Test 5: A simple API write operation (2 Dynos, 10000 requests, 20 at a time)
Concurrency Level: 20
Time taken for tests: 326.317 seconds
Complete requests: 10000
Failed requests: 0
Write errors: 0
Total transferred: 8091062 bytes
Total POSTed: 3870000
HTML transferred: 5350000 bytes
Requests per second: 30.65 [#/sec] (mean)
Time per request: 652.634 [ms] (mean)
Time per request: 32.632 [ms] (mean, across all concurrent requests)
Transfer rate: 24.21 [Kbytes/sec] received
11.58 kb/s sent
35.80 kb/s totalConnection Times (ms)min mean[+/-sd] median
maxConnect: 68 72 13.8 70 1004
Processing: 113 580 233.1 539 2145
Waiting: 113 580 233.1 539 2145
Total: 183 652 233.5 610 2213
Percentage of the requests served within a certain time (ms)
50% 610
66% 701
75% 771
80% 822
90% 971
95% 1103
98% 1254
99% 1374
100% 2213 (longest request)
We slipped a tad on overall throughput (down to 30 reqs/sec) but we still served up all of the requests in a reasonable time without any failures. Let’s check out New Relic & See what it says.
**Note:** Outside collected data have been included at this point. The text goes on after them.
PR #3115, opened 2022-07-27
 #3012 Add LoadBalancer with static IP

electropolis:
- added `type` to `spec` section in service of kubernetes defining kind of service
 - added LoadBalancer IP which was previously reserved using gcloud command as regional IP


electropolis:
README.md will also appear today

nkuba (approved):

PR #3120, opened 2022-08-01
ECDSA DKG result submission

tomaszslabon:
Refs https://github.com/keep-network/keep-core/issues/3041.

This PR adds functionalities for DKG result submission in Tbtc chain in the similar manner as it was done in the Beacon chain.
Note that it uses a mock wallet registry. 

1) Added functions to Tbtc chain that are needed to perform result signing and submission
2) Added additional ECDSA states to perform result signing and submission
3) Implemented functionalities for publishing the result (function Publish which initiates the process)
4) Added handling of DKG result submission failure

In order to deliver this PR and unlock other PRs, it was decided that unit tests for some functions will be added in a separate PR.
The functions that need unit tests are: 
- `dkgResultSigner.SignResult`
- `dkgResultSigner.VerifySignature`
- `dkgResultSubmitter.SubmitResult`
- `signingMember.VerifyDKGResultSignatures`

TODO:
- test manually


pkg/tecdsa/dkg/dkg.go
```diff
@@ -85,6 +86,101 @@ func (e *Executor) Execute(
...
+	logger log.StandardLogger,
+	memberIndex group.MemberIndex,
+	membershipValidator *group.MembershipValidator,
+	submissionConfig *SubmissionConfig,
+	result *Result,
+	channel net.BroadcastChannel,
+	resultHandler ResultHandler,
+	blockCounter chain.BlockCounter,
+	startBlockHeight uint64,
+) error {
```
lukasz-zimnoch, line 152: Let's follow the same order of parameters as in `Execute`.

pkg/tecdsa/dkg/dkg.go
```diff
@@ -85,6 +86,101 @@ func (e *Executor) Execute(
...
+	Signing() chain.Signing
+	// CalculateDKGResultHash calculates 256-bit hash of DKG result in standard
+	// specific for the chain. Operation is performed off-chain.
+	CalculateDKGResultHash(result *Result) (ResultHash, error)
+}
+
+type ResultHandler interface {
+	ResultSigner
+	ResultSubmitter
+}
```
lukasz-zimnoch, line 138: I think that interface is redundant. Signing and submitting are two separate steps so it makes sense to keep those interfaces separately.

pkg/tecdsa/dkg/member.go
```diff
@@ -256,9 +259,382 @@ func (fm *finalizingMember) MarkInactiveMembers(
...
+	config *SubmissionConfig
+	// Hash of DKG result preferred by the current participant.
+	preferredDKGResultHash ResultHash
+	// Signature over preferredDKGResultHash calculated by the member.
+	selfDKGResultSignature []byte
+}
+
+// SignDKGResult calculates hash of DKG result and member's signature over this
+// hash. It packs the hash and signature into a broadcast message.
+func (sm *signingMember) SignDKGResult(
```
lukasz-zimnoch, line 332: Let's move that to `protocol.go` and cover with unit tests.

pkg/tecdsa/dkg/dkg.go
```diff
@@ -85,6 +86,101 @@ func (e *Executor) Execute(
...
+	// on-chain.
+	IsGroupRegistered(groupPublicKey []byte) (bool, error)
+	// OnDKGResultSubmitted registers a callback that is invoked when an on-chain
+	// notification of a new, valid submitted result is seen.
+	OnDKGResultSubmitted(
+		func(event *ResultSubmissionEvent),
+	) subscription.EventSubscription
+}
+
+type ResultSigner interface {
```
lukasz-zimnoch, line 127: Let's document this interface and move it above `ResultSubmitter` to reflect the order of operations.

pkg/tecdsa/dkg/dkg.go
```diff
@@ -85,6 +86,101 @@ func (e *Executor) Execute(
...
+	// Signing returns the chain's signer.
+	Signing() chain.Signing
+	// CalculateDKGResultHash calculates 256-bit hash of DKG result in standard
+	// specific for the chain. Operation is performed off-chain.
+	CalculateDKGResultHash(result *Result) (ResultHash, error)
```
lukasz-zimnoch, line 132: What do you think about exposing methods like:
```
SignResult(result *Result) (ResultSignature, ResultHash, error)
VerifyResult(result *Result, signature ResultSignature, publicKey []byte) (bool, error)
```
where the `ResultSignature` is just a `byte[]`. Then, we can implement that interface in `pkg/tbtc`

pkg/tecdsa/dkg/dkg.go
```diff
@@ -85,6 +86,101 @@ func (e *Executor) Execute(
...
+		signatures map[group.MemberIndex][]byte,
+	) error
+	// IsGroupRegistered checks if group with the given public key is registered
+	// on-chain.
+	IsGroupRegistered(groupPublicKey []byte) (bool, error)
+	// OnDKGResultSubmitted registers a callback that is invoked when an on-chain
+	// notification of a new, valid submitted result is seen.
+	OnDKGResultSubmitted(
+		func(event *ResultSubmissionEvent),
+	) subscription.EventSubscription
```
lukasz-zimnoch, line 124: I think the only method we need here is:
```
SubmitResult(result *Result, memberIndex group.MemberIndex, signatures map[group.MemberIndex][]byte) error
```
We should implement that interface in `pkg/tbtc`. That implementation should be responsible for submitter eligibility as well.

pkg/tecdsa/dkg/member.go
```diff
@@ -256,9 +259,382 @@ func (fm *finalizingMember) MarkInactiveMembers(
...
+// VerifyDKGResultSignatures verifies signatures received in messages from other
+// group members.
+// It collects signatures supporting only the same DKG result hash as the one
+// preferred by the current member.
+// Each member is allowed to broadcast only one signature over a preferred DKG
+// result hash.
+// The function assumes that the public key presented in the message is the
+// correct one. This key needs to be compared against the one used by network
+// client earlier, before this function is called.
+func (sm *signingMember) VerifyDKGResultSignatures(
```
lukasz-zimnoch, line 374: Let's move that function into `protocol.go` and cover with unit tests.

pkg/tecdsa/dkg/member.go
```diff
@@ -256,9 +259,382 @@ func (fm *finalizingMember) MarkInactiveMembers(
...
+		senderID,
+		senderPublicKey,
+	)
+	isSenderAccepted := sm.group.IsOperating(senderID)
+
+	return !isMessageFromSelf && isSenderValid && isSenderAccepted
+}
+
+// SubmissionConfig contains parameters describing DKG submission process.
+type SubmissionConfig struct {
```
lukasz-zimnoch, line 473: I think that struct won't be needed eventually.

pkg/tecdsa/dkg/member.go
```diff
@@ -256,9 +259,382 @@ func (fm *finalizingMember) MarkInactiveMembers(
...
+
+// SubmittingMember represents a member submitting a DKG result to the
+// blockchain along with signatures received from other group members supporting
+// the result.
+type submittingMember struct {
+	logger log.StandardLogger
+
+	// Represents the member's position for submission.
+	index  group.MemberIndex
+	config *SubmissionConfig
```
lukasz-zimnoch, line 497: Can't we just embed the `*signingMember` here and expose `initializeSubmittingMember` from there to do the conversion just like we do in other DKG states?

pkg/tecdsa/dkg/member.go
```diff
@@ -256,9 +259,382 @@ func (fm *finalizingMember) MarkInactiveMembers(
...
+// already submitted by another member it returns `0`.
+func (sm *submittingMember) SubmitDKGResult(
+	result *Result,
+	signatures map[group.MemberIndex][]byte,
+	resultSubmitter ResultSubmitter,
+	blockCounter chain.BlockCounter,
+	startBlockHeight uint64,
+) error {
+	// TODO: Consider moving the whole implementation to the resultSubmitter
+	//       interface
```
lukasz-zimnoch, line 522: That's right, the logic of submission should be controlled by the application performing DKG (so `pkg/tbtc` in our case).

pkg/tecdsa/dkg/member.go
```diff
@@ -256,9 +259,382 @@ func (fm *finalizingMember) MarkInactiveMembers(
...
+// waitForSubmissionEligibility waits until the current member is eligible to
+// submit a result to the blockchain. First member is eligible to submit straight
+// away, each following member is eligible after pre-defined block step.
+func (sm *submittingMember) waitForSubmissionEligibility(
+	blockCounter chain.BlockCounter,
+	startBlockHeight uint64,
+	blockStep uint64,
+) (<-chan uint64, error) {
+	// T_init + (member_index - 1) * T_step
+	blockWaitTime := (uint64(sm.index) - 1) * blockStep
```
lukasz-zimnoch, line 623: Something to discuss with @pdyraga: Do we want to determine the first submitter in the same way as in beacon DKG?

lukasz-zimnoch (changes requested):
First pass. More to come later.

pkg/tbtc/node.go
```diff
@@ -161,17 +164,82 @@ func (n *node) joinDKGIfEligible(seed *big.Int, startBlockNumber uint64) {
 					return
 				}
 
+				startPublicationBlockHeight := endBlockNumber
```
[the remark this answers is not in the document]
tomaszslabon: Done in 1d575bd64a9d7ee615414a33a0fdfafcfd2b4929.

pkg/tbtc/node.go
```diff
@@ -141,7 +144,7 @@ func (n *node) joinDKGIfEligible(seed *big.Int, startBlockNumber uint64) {
 			memberIndex := index + 1
 
 			go func() {
-				result, _, err := n.dkgExecutor.Execute(
+				result, endBlockNumber, err := n.dkgExecutor.Execute(
```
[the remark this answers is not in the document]
tomaszslabon: Done in 1d575bd64a9d7ee615414a33a0fdfafcfd2b4929.

pkg/tbtc/chain.go
```diff
@@ -59,6 +118,14 @@ type ChainConfig struct {
 	// HonestThreshold is the minimum number of active participants behaving
 	// according to the protocol needed to generate a signature.
 	HonestThreshold int
+	// ResultPublicationBlockStep is the duration (in blocks) that has to pass
+	// before group member with the given index is eligible to submit the
+	// result.
+	// Nth player becomes eligible to submit the result after
+	// T_dkg + (N-1) * T_step
+	// where T_dkg is time for phases 1-12 to complete and T_step is the result
+	// publication block step.
```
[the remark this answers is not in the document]
tomaszslabon: Done in 1d575bd64a9d7ee615414a33a0fdfafcfd2b4929.

pkg/tecdsa/dkg/dkg.go
```diff
@@ -85,6 +86,101 @@ func (e *Executor) Execute(
...
+		channel:       channel,
+		resultHandler: resultHandler,
+		blockCounter:  blockCounter,
+		member: &signingMember{
+			logger:              logger,
+			index:               memberIndex,
+			group:               result.Group,
+			membershipValidator: membershipValidator,
+			config:              submissionConfig,
+		},
```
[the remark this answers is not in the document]
tomaszslabon: Done in dea8a0788aeddd585ecd96529e2edfa770d4b87c.
I added a constructor for the `submittingMember` as well.

pkg/tecdsa/dkg/dkg.go
tomaszslabon: Done in dea8a0788aeddd585ecd96529e2edfa770d4b87c.

pkg/tecdsa/dkg/dkg.go
tomaszslabon: Done in 73582615cd626e5b6665345235e489d5b56f2383.

pkg/tbtc/chain.go
```diff
@@ -24,13 +27,68 @@ type DistributedKeyGenerationChain interface {
...
+}
+
+// GroupSelectionInterface defines the subset of the TBTC chain interface that
+// pertains to the group selection activities.
+type GroupSelectionInterface interface {
+	// SelectGroup returns the group members for the group generated by
+	// the given seed. This function can return an error if the TBTC chain's
+	// state does not allow for group selection at the moment.
+	SelectGroup(seed *big.Int) ([]chain.Address, error)
+}
```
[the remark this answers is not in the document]
tomaszslabon: Done in 12309cfa97b51f0e3901c9854b5cea3b0d589867.

pkg/tbtc/chain.go
```diff
@@ -24,13 +27,68 @@ type DistributedKeyGenerationChain interface {
...
+	// operation.
+	IsStaleGroup(groupPublicKey []byte) (bool, error)
+}
+
+// GroupInterface defines the subset of the TBTC chain interface that pertains
+// specifically to the group management.
+type GroupInterface interface {
+	GroupSelectionInterface
+	GroupRegistrationInterface
 }
```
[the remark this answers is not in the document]
tomaszslabon: Done in 12309cfa97b51f0e3901c9854b5cea3b0d589867.

pkg/tecdsa/dkg/dkg.go
tomaszslabon: Done in c46033aafc6a094ee8380749b1b0ac164db3cb21.

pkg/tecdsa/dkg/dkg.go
PR #53, opened 2022-12-13
Add initial generic http request module

Cruikshanks:

Our `/service-status` page makes `GET` requests to the other services in order to check if they are 'alive'. We now need to start making requests to other external services, for example, the Charging Module API and AWS Cognito (to authenticate with the CHA API).

There are options we want to pass to [got](https://github.com/sindresorhus/got) all the time. Plus we want a standard way of handling the response. **got**, by default, will throw an error for anything other than a `2xx` or `3xx` response. But we normally want the response, including the status code and body as it will determine what we do next.

So, it's time to add a generic HTTP request module to centralise and standardise these things.

### DIFF
--- a/app/lib/request.lib.js
+++ b/app/lib/request.lib.js
@@ -4,6 +4,8 @@
  * @module RequestLib
  */
 
+const { HttpsProxyAgent } = require('hpagent')
+
 const requestConfig = require('../../config/request.config.js')
 
 async function get (url, additionalOptions = {}) {
@@ -48,6 +50,14 @@ async function _importGot () {
  */
 function _requestOptions (additionalOptions) {
   const defaultOptions = {
+    // This uses the spread operator and a logical AND short circuit evaluation to allow us to determine whether the
+    // following columns are added to the options or not. Thanks to https://stackoverflow.com/a/40560953/6117745 for
+    // this
+    ...(requestConfig.httpProxy && {
+      agent: {
+        https: new HttpsProxyAgent({ proxy: requestConfig.httpProxy })
+      }
+    }),
     // If we don't have this setting Got will throw its own HTTPError unless the result is 2xx or 3xx. That makes it
     // impossible to see what the status code was because it doesn't get set on the response object Got provides when
     // an error is thrown. With this set Got will treat a 404 in the same way it treats a 204.
--- a/app/lib/request.lib.js
+++ b/app/lib/request.lib.js
@@ -1,0 +1,78 @@
+'use strict'
+
+/**
+ * @module RequestLib
+ */
+
+const requestConfig = require('../../config/request.config.js')
+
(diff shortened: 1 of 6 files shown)


test/lib/request.lib.test.js
```diff
@@ -0,0 +1,189 @@
...
+        })
+      })
+
+      describe('and a retry succeeds', () => {
+        beforeEach(async () => {
+          // The first response will time out, the second response will return OK
+          Nock(testDomain)
+            .get(() => true)
+            .delay(100)
+            .reply(200, { data: 'hello world' })
```
Jozzey, line 133:
```suggestion
            .reply(200, { data: 'delayed hello world' })
```
With the data the same for both the delayed and rapid replies, if the delayed reply wasn't getting timed out the test would still pass

Jozzey (dismissed):

app/lib/request.lib.js
```diff
@@ -0,0 +1,109 @@
...
+function _requestOptions (additionalOptions) {
+  const defaultOptions = {
+    // This uses the spread operator and a logical AND short circuit evaluation to allow us to determine whether the
+    // following columns are added to the options or not. Thanks to https://stackoverflow.com/a/40560953/6117745 for
+    // this
+    ...(requestConfig.httpProxy && {
+      agent: {
+        https: new HttpsProxyAgent({ proxy: requestConfig.httpProxy })
+      }
+    }),
```
StuAA78, line 81: I don't know if using the ternary would be a slightly clearer way of doing this?

```suggestion
    // This uses the ternary operator to give either an `agent` object or an empty object, and the spread operator to
    // bring the result back into the top level of the `defaultOptions` object.
    ...(requestConfig.httpProxy
      ? {
          agent: {
            https: new HttpsProxyAgent({ proxy: requestConfig.httpProxy })
          }
        }
      : {}),
```

app/lib/request.lib.js
```diff
@@ -0,0 +1,109 @@
...
+    // Got states
+    //
+    // > It is a good practice to set a timeout to prevent hanging requests. By default, there is no timeout set.
+    timeout: {
+      request: requestConfig.timeout
+    }
+  }
+
+  // Copies properties from one object to another; Object.assign(target, source). Matching properties get overriden
+  return Object.assign(defaultOptions, additionalOptions)
```
StuAA78, line 104: Would this be a slightly simpler way of doing it maybe?
```suggestion
  return { ...defaultOptions, ...additionalOptions }
```

StuAA78 (changes requested):
Just a couple of tiny tweaks that might improve readability but I won't argue over it if you think it's fine as it is 😄

Jozzey (approved):

StuAA78 (approved):

PR #56, opened 2022-12-16
Update "create bill run" endpoint to create a bill run

StuAA78:
https://eaflood.atlassian.net/browse/WATER-3854

[When we set up our "create bill run" endpoint](https://github.com/DEFRA/water-abstraction-system/pull/51), we had it simply respond to requests with a dummy response. We now update it to actually create a bill run and an event, and return the required details in the same format as the dummy response.


Cruikshanks (approved):
😁

PR #57, opened 2022-12-16
New charge category model for SROC supplementary bill run

Jozzey:
https://eaflood.atlassian.net/browse/WATER-3861

Behind the scenes, the charge references are held in the billing_charge_categories table. It is a lookup table as the references are static. They are linked to a charge version via the charge_elements table.


app/models/billing-charge-category.model.js
```diff
@@ -0,0 +1,31 @@
...
+
+class BillingChargeCategoryModel extends BaseModel {
+  static get tableName () {
+    return 'water.billing_charge_categories'
+  }
+
+  static get relationMappings () {
+    return {
+      chargeElement: {
+        relation: Model.BelongsToOneRelation,
```
Cruikshanks, line 20: Think this relationship might need tweaking

```suggestion
        relation: Model.HasManyRelation,
```

Cruikshanks (changes requested):
I think just one of the relationships needs double checking 🤷

app/models/billing-charge-category.model.js
Jozzey: Yeah just checked, you are right. I'll commit your change.

Cruikshanks (approved):

PR #61, opened 2022-12-16
Fix missing Objection Id columns

Cruikshanks:
It was spotted whilst working on [Update "create bill run" endpoint to create a bill run](https://github.com/DEFRA/water-abstraction-system/pull/56) that we had an issue with our [Objection models](https://vincit.github.io/objection.js/).

The previous team didn't use the convention of just calling the unique identifier in each table `id`. Instead, they incorporate the table name, for example, `billing_batch_id`. **Objection** is expecting the identifier column to be `id` and is failing when in some cases.

Because of this, we need to go back and specify [idColumn](https://vincit.github.io/objection.js/api/model/static-properties.html#static-idcolumn) in all our models.

### DIFF
--- a/app/models/billing-batch.model.js
+++ b/app/models/billing-batch.model.js
@@ -14,6 +14,10 @@ class BillingBatchModel extends BaseModel {
     return 'water.billing_batches'
   }
 
+  static get idColumn () {
+    return 'billing_batch_id'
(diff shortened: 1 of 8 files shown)


Jozzey (approved):
👍🏼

In this graph you can see the overall HTTP Throughput (higher is better) against the Heroku backlog depth. The more dynos you have, the quicker your backlog is cleared out, equating to more throughput. You can clearly see that we are now hitting a limit on the throughput we can handle because the queue depth is increasing. We might choose to optimize the site or add another dyno to squeeze some more perf out of this. Also in the image if you were to mouseover on the queue stacks on the website, you’d see that my peak queue depth was 29. That’s pretty high, and you can definitely see a cap in the total # of requests that we can serve. In the end, I’m able to pretty reliably say that we can handle a 10k request spike when running on 2 dynos. I’d suggest more dynos if the client wanted to handle more than that. Gotta love tools that make investigation like this easy. Props to Heroku & New Relic.